What is the Function Of Fractalkine Cytokine Protein?
Fractalkine is a unique ligand for chemokine receptor (CX3CR1) which is expressed on natural killer cells, monocytes, T cells, Mesenchymal cells and smooth muscle cells where it 
mediates cellular functions such as cell signalling, cell migration, cell adhesion, cell differentiation and cell proliferation.
Fractalkine chemokine is widely expressed in neurons, has been shown to support the survival and development of several cell types, including oligodendrocytes and astrocytes, during both inflammation and homeostasis. Oligodendrocytes are primarily responsible for maintaining the myelin sheath. The expression of fractalkine’s receptor, CX3CR1, is predominantly limited to microglia. Given this, stem cell researchers have become interested in exploring the therapeutic potential of fractalkine for neurodegenerative diseases, including MS, Ataxia, Spinal cord injuries, brain injuries, MND, ALS, Parkinson’s and Alzheimer’s disease.
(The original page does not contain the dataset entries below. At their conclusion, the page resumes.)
PR #1812, opened 2018-02-09
Update to circle 2.0

dwwoelfel:
Uses CircleCI 2.0, bringing the build time from 25 minutes to under 5 minutes (!). Without a cache, the build takes about 4:30. After the dependencies have been cached it only takes about 2 minutes: https://circleci.com/gh/dwwoelfel/workflows/reason/tree/circle-2

Using Circle's workflows, it's easier to run tests across multiple versions of ocaml all at once. Circle spins up a separate instance for each version and runs them all in parallel.

Caching is also much better. You have a lot more control over when you clear the cache and you save time uploading duplicate caches. To be safe, I clear the cache whenever any of the .opam files change or when circle's config file changes.

If someone wanted to do the work, the build time could be further reduced by about a minute with a custom Docker container.


dwwoelfel:
@jordwalke is it safe to cache the build artifacts from esy build?

dwwoelfel:
Added the `esy` steps in a separate container (sorry for missing that!). Now builds are a little under 10 minutes without a cache and 6-8 minutes with a cache. All of the extra time is from running `esy build`. 

There is probably room for improvement on the `esy build` step. It spends a few minutes with any console output. Any idea what it's doing there?

jordwalke:
cc @andreypopp. Not sure what it’s doing for three minutes without any console output. It might have been fixed in a newer esy release? This is still a massive improvement so we should land and continue to improve it. It’s safe to cache the artifacts produced in ~/.esy that are placed as a result of esy build.

.circleci/config.yml
```diff
@@ -0,0 +1,140 @@
...
+    - run:
+        name: 'Clean'
+        command: make clean-for-ci
+    - run:
+        name: 'opam pin'
+        command: |
+          opam pin add -y reason .
+          opam pin add -y rtop .
+    - save_cache:
+        key: dependency-cache-{{ checksum "../ocaml-version" }}-{{ checksum ".circleci/config.yml" }}-{{ checksum "reason.opam" }}-{{ checksum "rebuild.opam" }}-{{ checksum "rtop.opam" }}
```
jordwalke: Curious if people ever intentionally let the `save_cache` and `restore_cache` diverge.

.circleci/config.yml
```diff
@@ -0,0 +1,140 @@
...
+          command: |
+            curl -sL https://deb.nodesource.com/setup_9.x | sudo -E bash -
+            sudo apt-get install -y nodejs
+            mkdir -p ~/.npm-global
+            npm config set prefix $NPM_CONFIG_PREFIX
+      - run:
+          name: "Note OCAML_VERSION for cache"
+          command: echo $OCAML_VERSION > ../ocaml-version
+      - restore_cache:
+          key: dependency-cache-{{ checksum "../ocaml-version" }}-{{ checksum ".circleci/config.yml" }}-{{ checksum "reason.opam" }}-{{ checksum "rebuild.opam" }}-{{ checksum "rtop.opam" }}
```
jordwalke: I think for the `esy_build` portion, all we should need is a checksum on `esy.json`, `esy.lock` and `.circleci/config.yml` file for the cache key. The esy build process has no dependency on opam.
I think you can also remove the `OCAML_VERSION` as well. That's all modeled in the `esy.json` which influences the `esy.lock`. You could probably even move the npm stuff from "common" steps to the esy_build steps since the opam workflow has no dependency on npm/esy.

We can probably continue to use the `ocaml/opam:debian-9_ocaml-4.06.0` image since it will likely be cached and won't harm anything to use it.

.circleci/config.yml
```diff
@@ -0,0 +1,140 @@
...
+      - run:
+          name: "Install esy"
+          command: npm install -g esy@next
+      - run:
+          name: 'Clean'
+          command: make clean-for-ci
+      - run:
+          name: 'opam pin'
```
jordwalke: So if I understand correctly, this wouldn't be required for the esy_build workflow as well since esy workflow has no dependency on opam, right?

.circleci/config.yml
```diff
@@ -0,0 +1,140 @@
...
+          command: |
+            opam pin add -y reason .
+            opam pin add -y rtop .
+      - run:
+          name: 'esy install'
+          command: ~/.npm-global/bin/esy install
+      - save_cache:
+          key: dependency-cache-{{ checksum "../ocaml-version" }}-{{ checksum ".circleci/config.yml" }}-{{ checksum "reason.opam" }}-{{ checksum "rebuild.opam" }}-{{ checksum "rtop.opam" }}
+          paths:
+            - ~/.opam
```
jordwalke: I don't think we need `~/.opam` here either.

andreypopp:
> cc @andreypopp. Not sure what it’s doing for three minutes without any console output. It might have been fixed in a newer esy release? This is still a massive improvement so we should land and continue to improve it. It’s safe to cache the artifacts produced in ~/.esy that are placed as a result of esy build.

I'm not sure, I've seen this locally... it might hang on crawling the contents of `node_modules` if there are a lot of packages bug 3 mins is way too much for that.

.circleci/config.yml
dwwoelfel: > You could probably even move the npm stuff from "common" steps to the esy_build steps since the opam workflow has no dependency on npm/esy.

I tried that, but looks like one of the tests requires node. The tests fail at `node ./formatTest/testOprint.js`: https://circleci.com/gh/dwwoelfel/reason/84

Make the recommended updates to the esy_build portion. Thank you!

.circleci/config.yml
dwwoelfel: Removed, thanks!

.circleci/config.yml
dwwoelfel: Removed!

.circleci/config.yml
dwwoelfel: I doubt it--made it use a yaml anchor to prevent people forgetting to update one and not the other.

dwwoelfel:
@jordwalke implemented your feedback--thanks! 

The build is failing right now--looks like http://download.camlcity.org is unreachable. Same thing happens for me locally, so I think it's probably not related to the build steps. Will retry the build later today and hope that camlcity is back up.

dwwoelfel:
Oh boy! Caching ~/.esy after `esy build` dramatically reduced the build times! We're back to 2 minute builds with a cache! https://circleci.com/workflow-run/65218346-2023-40ac-8d3b-45ed0da22f6b

I think this is ready to go now.

jordwalke:
Sounds great! Merging.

An MS treatment Breakthrough
A recent study injected fractalkine into patients with MS induced by chemical means. The findings indicated that fractalkine stimulation led to a significant increase in the production of new oligodendrocytes and remyelination originating from reactivated oligodendrocyte precursor cells in the brains of the afflicted subjects. This process is usually highly inefficient in individuals suffering from MS. Hence these results are particularly encouraging. Learn about which superfoods can boost cognitive function.
Is Fractalkine proinflammatory?
While past studies have highlighted the neuroprotective role of chemokines before the onset of demyelinating lesions, this is the first instance that fractalkine has been reported to stimulate remyelination (PDF link) and induced neural regeneration post-disease introduction. In addition to promoting remyelination, researchers also found that fractalkine mitigated inflammation, a destructive process triggered by the autoimmune attack inherent in MS, thereby lessening damage to myelin and oligodendrocytes. The safety and effectiveness of fractalkine align well with previous research studies that investigated its impacts.
Future studies plan to evaluate the effect of fractalkine in human models suffering from other neurodegenerative diseases and in alternative models. If fractalkine continues to show promise in these subsequent diseases and human clinical trials, it could become a revolutionary treatment for MS and other neurodegenerative diseases. Fractalkine has the potential to evolve into a groundbreaking therapy for remyelination, capable of arresting and even reversing the damaging effects of MS.